**ABOUT THIS TASK:** Only the final stretch of the data is wanted: reproduce the line containing "from mitmproxy.coretypes import serializable" and each line after it, exactly.

**TASK INPUT:**
Issue #3748, opened 2019-12-18
iOS 13.3: Certificate installation instructions need improvement


andig:
#### Problem Description
After installing profile and activating it, Safari still shows websites as "not trusted" and apps show "network error"

#### Steps to reproduce the behavior:
1. Configure wifi to use mitmproxy
2. Install and activate profile from mitm.it
3. Navigate anywhere in Safari

refs https://github.com/mitmproxy/mitmproxy/issues/3649 (added EKU) and #3647 

#### System Information
Paste the output of "mitmproxy --version" here.

```
Mitmproxy: 5.0.0
Python:    3.7.5
OpenSSL:   OpenSSL 1.1.1d  10 Sep 2019
Platform:  Darwin-19.2.0-x86_64-i386-64bit
```

mhils:
Yes, this should work in 5.0. Did you delete your ~/.mitmproxy folder and then reinstall the certificate on your device (https://docs.mitmproxy.org/stable/concepts-certificates/#installing-the-mitmproxy-ca-certificate-manually)?

andig:
> Did you delete your ~/.mitmproxy folder and then reinstall the certificate on your device (https://docs.mitmproxy.org/stable/concepts-certificates/#installing-the-mitmproxy-ca-certificate-manually)?

I have only started working with mitmproxy just now, so no old settings. I will try explicit certificate trust on top of the profile installation and see if that works.

ohld:
I finally found out how to run all of this.
### My settings

``` bash
mitmproxy --version
  Mitmproxy: 5.0.0
  Python:    3.7.5
  OpenSSL:   OpenSSL 1.1.1d  10 Sep 2019
  Platform:  Darwin-18.7.0-x86_64-i386-64bit
```

iPhone XS (current latest OS).

### Step-by-step
#### Macbook
1) `brew install mitmproxy`
2) run `mitmweb` for web interface
3) in new Terminal window run `ifconfig` to find out your laptop local IP address (probably starts with `192.168. ... `)

#### iPhone
1) Open settings -> Wi-Fi -> "your Wi-Fi network" -> Configure Proxy
2) Insert into "Server" your local laptop's IP and default port "8080"
3) In Safari open website 'mitm.it' and install sertificate
4) Open Settings -> General -> Profiles -> mitmproxy -> Verify the sertificate

And now everything will be `Trusted` and `Awesome`!

andig:
[...]

PR #3914, opened 2020-04-08
Reduce leaf certificate lifetime to one year

mhils:
Safari will, later this year, no longer accept new HTTPS certificates that expire more than 13 months from their creation date.

#3748 was a helpful reminder that we need to do this.

### DIFF
--- a/mitmproxy/certs.py
+++ b/mitmproxy/certs.py
@@ -15,8 +15,8 @@ import OpenSSL
 from mitmproxy.coretypes import serializable
 
 # Default expiry must not be too long: https://github.com/mitmproxy/mitmproxy/issues/815
-DEFAULT_EXP = 94608000  # = 24 * 60 * 60 * 365 * 3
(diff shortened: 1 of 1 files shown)


Kriechi:
How about doing 90 days - to match Let's Encrypt?

Prinzhorn:
I have a related question that crossed my mind the other day: I think mitmproxy caches certificates for a certain hostname to not generate a new one for every request to the same host. When will the cache invalidate? I didn't look through the code. I'm just wondering what would happen in theory if I run mitmproxy for a year straight or whatever (or 91 days).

**RESPONSE BELOW:**
 from mitmproxy.coretypes import serializable
 
 # Default expiry must not be too long: https://github.com/mitmproxy/mitmproxy/issues/815
-DEFAULT_EXP = 94608000  # = 24 * 60 * 60 * 365 * 3
(diff shortened: 1 of 1 files shown)


Kriechi:
How about doing 90 days - to match Let's Encrypt?

Prinzhorn:
I have a related question that crossed my mind the other day: I think mitmproxy caches certificates for a certain hostname to not generate a new one for every request to the same host. When will the cache invalidate? I didn't look through the code. I'm just wondering what would happen in theory if I run mitmproxy for a year straight or whatever (or 91 days).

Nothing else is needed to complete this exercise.